Personally, I don't have to teach them to stack as we are not showing or competing in anything, but I like the looks of it and just want to see him in a stack









Lies, thanks for the reminder of what the point of the step is. That is something I can work on indoors when it is pouring down rain


----------



## Liesje (Mar 4, 2007)

> Originally Posted By: Buoyant DogForgive me for sounding lame, but what exactly is the purpose of perch training?? It looks like it would develop a "cleaner" heel, especially when making sharp turns. Glory is not very aware that she has a butt. How would perch training help us?? Thanks........
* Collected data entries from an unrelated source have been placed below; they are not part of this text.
PR #317, opened 2015-07-16
Hotfix/dslash cleanup

### LINKED ISSUE #315: Tuned bandwidth numbers for some 5-d operators looks wrong
Flops look correct, but the bandwidth numbers for the 5-d local kernels look way off.  A quick look at the code suggests that these aren't special cased, and the default `DslashCuda::bytes()` is being used, but I'll need to check for more than 30 seconds to work this out exactly.

```
Tuned block=(128,3,1), shared=24577 giving 71.00 Gflop/s, 1116.09 GB/s for N4quda16MDWFDslashPCCudaI7double2S1_EE with type=single-GPU,reconstruct=18,Dslash4pre
Tuned block=(32,4,1), shared=0 giving 170.86 Gflop/s, 347.94 GB/s for N4quda16MDWFDslashPCCudaI7double2S1_EE with type=single-GPU,reconstruct=18,Dslash4
Tuned block=(32,4,1), shared=16385 giving 155.89 Gflop/s, 181.87 GB/s for N4quda16MDWFDslashPCCudaI7double2S1_EE with type=single-GPU,reconstruct=18,Dslash5inv
Tuned block=(32,2,1), shared=24577 giving 64.99 Gflop/s, 895.91 GB/s for N4quda16MDWFDslashPCCudaI7double2S1_EE with type=single-GPU,reconstruct=18,Xpay,Dslash5
Executing 10 kernel loops...
```

mikeaclark:
This pull request:
* Only compile fused dslash kernels when `MULTI_GPU` is set
* Fixes the memory bandwidth numbers for the 4-d domain-wall kernels (closes #315)

### DIFF
--- a/lib/dslash_domain_wall_4d.cu
+++ b/lib/dslash_domain_wall_4d.cu
@@ -215,6 +215,28 @@ namespace quda {
       }
       return flops;
     }
+
+    long long bytes() const {
+      bool isHalf = in->Precision() == sizeof(short) ? true : false;
+      int spinor_bytes = 2 * in->Ncolor() * in->Nspin() * in->Precision() + (isHalf ? sizeof(float) : 0);
+      long long Ls = in->X(4);
+      long long bytes;
+
+      switch(DS_type){
+      case 0:
+	bytes = DslashCuda::bytes();
+	break;
+      case 1:
+	bytes = (x ? 5ll : 4ll ) * spinor_bytes * in->VolumeCB();
+	break;
+      case 2:
+	bytes = (x ? Ls + 2 : Ls + 1) * spinor_bytes * in->VolumeCB();
+	break;
+      default:
+	errorQuda("invalid Dslash type");
+      }
+      return bytes;
+    }
   };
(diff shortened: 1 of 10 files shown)


lib/dslash_domain_wall_4d.cu
```diff
@@ -215,6 +215,28 @@ namespace quda {
...
       return flops;
     }
+
+    long long bytes() const {
+      bool isHalf = in->Precision() == sizeof(short) ? true : false;
+      int spinor_bytes = 2 * in->Ncolor() * in->Nspin() * in->Precision() + (isHalf ? sizeof(float) : 0);
+      long long Ls = in->X(4);
+      long long bytes;
+
+      switch(DS_type){
```
mathiaswagner: While this is not introduced here and does not stop me from merging this pull request: is an enum a better choice for DS_type? In the long haul we might go for strongly typed C++11 enum but that is some time to go until we can drop support for CUDA versions without C++11 support.

PR #319, opened 2015-07-17
Hotfix/compile time

mikeaclark:
This pull significantly reduces the compilation time of algorithms that use `gauge::FloatNOrder` and `clover::FloatNOrder`.  This is done through utilizing C++ traits and the structs `gauge_mapper` and `clover_mapper` to only instantiate the correct field order templates for a given precision / reconstruct type.

There's more that could be done here, but I've left out some files that I know have been changed in the develop branch so we can easily merge this back into develop.

### DIFF
--- a/include/gauge_field_order.h
+++ b/include/gauge_field_order.h
@@ -945,4 +945,29 @@ namespace quda {
   };
 
 
-}
+  
+  // Use traits to reduce the template explosion
+  template<typename ,QudaReconstructType,int N=18> struct gauge_mapper { };
+
+  // double precision
+  template<int N> struct gauge_mapper<double,QUDA_RECONSTRUCT_NO,N> { typedef FloatNOrder<double, N, 2, N> type; };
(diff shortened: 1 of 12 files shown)


include/gauge_field_order.h
```diff
@@ -945,4 +945,29 @@ namespace quda {
   };
 
 
-}
+  
+  // Use traits to reduce the template explosion
+  template<typename ,QudaReconstructType,int N=18> struct gauge_mapper { };
```
mathiaswagner: There might be reason for the comma before `QudaReconstructType` but that seem strange to me. I have not yet asked the compiler for comments.

mikeaclark: I just left the typename unnamed.  It compiles fine :)

mathiaswagner: Seems like you never stop learning C++ 😉. Makes sense though but can't remember having seen that before.

PR #322, opened 2015-07-23
fix compilation error in gauge_plaq 

mathiaswagner:
about undefined plq if GPU_GAUGE_TOOLS is not defined


nmrcardoso:
there is a typo in the new version double2 -> double3, line 270.

mikeaclark:
That's not a typo.  The plaquette function on line 246 returns a double2.

PR #336, opened 2015-07-31
Hotfix/blas magma issue

### LINKED ISSUE #335: blas_magma.cpp does not compile
On the develop branch after the recent merge of the mixed-precision eigCG support (62868e52cd701ba86b9c27684a0ddbc77fcede16).  There are two issues that I can see:
* This is a C++ code yet it uses C99 complex numbers.  These are not recognised by strict C++ compilers (e.g., clang/LLVM) and these fail to compile.
* There are many parts of the code that are not protected from compilation if MAGMA_LIB is not defined.

There are dozens of errors, here's a sample :)
```
blas_magma.cpp:523:46: error: use of undeclared identifier 'magmaDoubleComplex'
    cudaHostRegister(pQR, ldqr*nrefls*sizeof(magmaDoubleComplex), cudaHostRegisterMapped);
                                             ^
blas_magma.cpp:1047:17: error: use of undeclared identifier 'creal'
  lwork = (int)(creal(qwork));
```

@alexstrel Please fix this as soon as possible inserting the appropriate macros to prevent compilation and replace the C99 complex numbers with C++ complex numbers (use quda::complex or std::complex).

alexstrel:
This should fix #335


mikeaclark:
This closes #355.

PR #346, opened 2015-08-05
Hotfix/dev timerprofile

### LINKED ISSUE #344: running timer
Running the gauge_alg_test in develop branch i'm getting the error:
ERROR: Cannot start an already running timer (rank 0, host hybrid, ../include/quda_internal.h:127 in Start())
       last kernel called was (name=N4quda9GaugePlaqIfNS_11FloatNOrderIfLi18ELi2ELi18EEEEE,volume=28x28x28x28,aux=threads=614656,prec=4)
application called MPI_Abort(MPI_COMM_WORLD, 1) - process 0

mikeaclark:
This pull request fixes some issues with the TimeProfile class that came up in the gauge-fixing routines after the global timer was added.
* Disable global timer in algorithms, only enable this in interface timing to prevent double starting the global timer
* Add trace information for TimeProfile Start / Stop routines.  Now `TimeProfile::TPSTART` and `TimeProfile::TPSTOP` must be called instead of calling Start / Stop directly
*Fixed a bug in quda_internal.h that resulted in double starting a timer

This closes #344.

### DIFF
--- a/include/quda_internal.h
+++ b/include/quda_internal.h
@@ -123,14 +123,20 @@ namespace quda {
 
   Timer() : time(0.0), last(0.0), running(false), count(0) { ; } 
 
-    void Start() {
-      if (running) errorQuda("Cannot start an already running timer");
+    void Start(const char *func, const char *file, int line) {
+      if (running) {
+	printfQuda("ERROR: Cannot start an already running timer (%s:%d in %s())\n", file, line, func);
+	errorQuda("Aborting");
+      }
       gettimeofday(&start, NULL);
       running = true;
     }
 
-    void Stop() {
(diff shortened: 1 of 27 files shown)


mikeaclark:
@nmrcardoso This all looks good to me.  You have verified this against MILC, to check that it still works ok haven't you?

nmrcardoso:
yes, no errors.

mathiaswagner:
Thanks for getting this fixed. I will have to look at why this failed. 

I had hoped to implement the global timer in a way that starting it while already running only increases a counter to make sure it is only stopped when that counter was decreased to 0. 

But I had never tested with the gauge fixing merged in.

PR #348, opened 2015-08-10
moved typedef for Complex in blas_magma into class scope 

mathiaswagner:
to avoid compilation issues because of additional typedef

```
../include/blas_magma.h:111: error: reference to ‘Complex’ is ambiguous
../include/blas_magma.h:14: error: candidates are: typedef struct std::complex<double> Complex
../include/eig_variables.h:13: error:                 typedef struct std::complex<double> quda::Complex
```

There's a lot of exercises that can help with rear awareness, but I like the perch training because the dog is trained to keep his front paws on the perch, within a smaller area. Usually it only takes a few minutes to train the dog that he needs to stand with his front paws on the perch. Then you can work on training him to swing his rear this way or that. It translates to having much nicer pivots and flip finishes. We don't use a flip finish for SchH but on a rally novice course you see *all* of the turns and finishes.

I also like it because you don't really need any "equipment" other than a perch. Nikon crushed my left hand yesterday so I couldn't hold a toy or use a collar/leash for training.


----------



## Samba (Apr 23, 2001)

I think it makes for a more complete dog physically. It is amazing sometimes how little rear awareness so many of them seem to have. 

The rescue dogs say hello from their perch...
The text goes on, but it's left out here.